Politische Ambitionen hatten die Brüder Gijs (Jacob Derwig) und Walraven van Hall (Barry Atsma) nicht gerade. Sie waren Banker, mehr wollten sie gar nicht sein. Als die Niederlande 1940 jedoch von Nazideutschland erobert und besetzt wird, die Unterdrückung immer heftigere Formen annehmen, sehen sie sich gezwungen zu handeln. Als Teil des Widerstands beginnen sie eine Bank zu leiden, die Notleidende unterstützt, aber auch Streiks und Ausrüstung finanziert – mit Hilfe eines ausgeklügelten Betrugs. Doch die Aktivitäten bleiben nicht lange geheim, die Deutschen sind der Sache bereits auf der Spur und suchen fieberhaft nach den Hintermännern.
Auch mehr als 70 Jahre nach dem Ende des Zweiten Weltkriegs werden Filmemacher nicht müde, immer neue Geschichten über die damalige Zeit zu erzählen. Meistens dreht es sich dabei natürlich um die großen Kriegsmächte, um Deutschland und die USA, um Russland und England. Auch Frankreich und Polen stehen uns in der Hinsicht nahe. Die Niederlande jedoch, die werden bei der Retrospektive oft übersehen. Aus gutem Grund. Man war so von dem Angriff überrascht worden, dass es praktisch keine Gegenwehr gab. Anders als in Frankreich kam es aber auch nicht zu einem größeren Widerstand. Man arrangierte sich mit der Situation, wartete und hoffte, dass es irgendwann vorbei ist.
Zu Besuch im niederländischen Untergrund
Allein deshalb schon ist Der Bankier des Widerstands eine recht spannende Angelegenheit, gibt der Film doch einen seltenen Einblick in die Untergrundaktivitäten. Dabei stehen aber eben nicht Soldaten im Mittelpunkt, keine bis an die Zähne bewaffneten Kämpfer, die sich Straßenschlachten liefern oder Anschläge verüben. Die Waffen dieser Helden sind Zahlen, sind Papiere, sind der eigene Verstand, der sich Systeme ausgedacht hat, um mitten im Krieg Geld aufzutreiben. Wenn den Brüdern das gelang, dann war das eben nicht nur ein Triumph von gut über böse, sondern auch von Geist über brutale Gewalt.
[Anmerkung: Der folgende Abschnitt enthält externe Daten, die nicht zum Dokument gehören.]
Issue #1352, opened 2019-09-28
Removing a connection profile with "Remove Profile" command doesn't refresh OE


kburtram:
- MSSQL Extension Version:
- VSCode Version: 1.7

Steps to Reproduce:

1. Add a couple connection profiles
2. Use "Manage Connection Profiles" -> "Remove" command to remove one

Expected: Connection removed from OE when removed using this command.

Actual: It is not removed from OE.

![image](https://user-images.githubusercontent.com/599935/65809726-7309c280-e155-11e9-83bd-bc2e89f0a3dc.png)

Issue #1346, opened 2019-09-28
Adding connections manually in user settings does not updated OE


kburtram:
- MSSQL Extension Version: 1.7

Steps to Reproduce:

1. Open user settings JSON
2. Manually add a `mssql.connection` and save settings

Expected: OE is updated to reflect current state of settings when the file is saved.

Actual: OE is not updated and is out-of-date with current user connection metadata.

PR #1359, opened 2019-10-01
Remove profile command now refreshes OE

abist:
Fixes https://github.com/microsoft/vscode-mssql/issues/1352

### DIFF
--- a/src/controllers/mainController.ts
+++ b/src/controllers/mainController.ts
@@ -121,7 +121,7 @@ export default class MainController implements vscode.Disposable {
                 this.registerCommand(Constants.cmdManageConnectionProfiles);
                 this._event.on(Constants.cmdRunCurrentStatement, () => { self.onRunCurrentStatement(); });
                 this.registerCommand(Constants.cmdRunCurrentStatement);
-                this._event.on(Constants.cmdManageConnectionProfiles, () => { self.runAndLogErrors(self.onManageProfiles(), 'onManageProfiles'); });
+                this._event.on(Constants.cmdManageConnectionProfiles, async () => { await self.onManageProfiles(); });
                 this.registerCommand(Constants.cmdChooseDatabase);
                 this._event.on(Constants.cmdChooseDatabase, () => { self.runAndLogErrors(self.onChooseDatabase(), 'onChooseDatabase') ; } );
                 this.registerCommand(Constants.cmdChooseLanguageFlavor);
@@ -398,12 +398,13 @@ export default class MainController implements vscode.Disposable {
     /**
      * Manage connection profiles (create, edit, remove).
      */
-    private onManageProfiles(): Promise<boolean> {
+    private async onManageProfiles(): Promise<void> {
         if (this.canRunCommand()) {
             Telemetry.sendTelemetryEvent('ManageProfiles');
-            return this._connectionMgr.onManageProfiles();
+            await this._connectionMgr.onManageProfiles();
+            return this._objectExplorerProvider.refresh(undefined);
         }
-        return Promise.resolve(false);
+        return Promise.resolve();
     }
 
     /**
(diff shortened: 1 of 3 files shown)


src/controllers/mainController.ts
```diff
@@ -398,12 +398,13 @@ export default class MainController implements vscode.Disposable {
...
+    private async onManageProfiles(): Promise<void> {
         if (this.canRunCommand()) {
             Telemetry.sendTelemetryEvent('ManageProfiles');
-            return this._connectionMgr.onManageProfiles();
+            await this._connectionMgr.onManageProfiles();
+            return this._objectExplorerProvider.refresh(undefined);
         }
-        return Promise.resolve(false);
+        return Promise.resolve();
     }
```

Das ist natürlich eine schöne Streicheleinheit für die niederländische Seele, weshalb Der Bankier des Widerstands dort mit 300.000 Besuchern auch ein größerer Kinoerfolg wurde. Hierzulande bleibt der Ausflug auf die Leinwand vorenthalten, stattdessen schnappte sich Netflix die Lizenz zum Gelddrucken. Dabei hat das Drama optisch durchaus genug zu bieten, dass man es sich auch ein wenig größer anschauen würde, die Ausstattung ist ganz ordentlich geworden. Kampfeinheiten braucht sich hier hingegen keiner zu erwarten, die Spannung besteht mehr in der Neugierde – zumindest bei Zuschauern, die nichts über die Brüder wissen –, ob der Plan aufgeht.
Eile mit Weile
Dabei spannt einen Regisseur Joram Lürsen schon recht lange auf die Folter: Der Bankier des Widerstands ist nicht nur des Themas wegen zwangsweise wenig actionreich. Der Niederländer lässt es auch sehr langsam angehen. Das eigentliche Thema der Finanzgeschäfte kommt sogar vergleichsweise kurz, ein Großteil der zwei Stunden ist eher den Figuren und der allgemeinen Situation gewidmet. Das ist verständlich, denn Zahlenschieben ist nun einmal wenig sexy. Und doch schwirrt einem zwischendurch der Gedanke durch den Kopf, dass der Film gerne etwas anderes gewesen wäre.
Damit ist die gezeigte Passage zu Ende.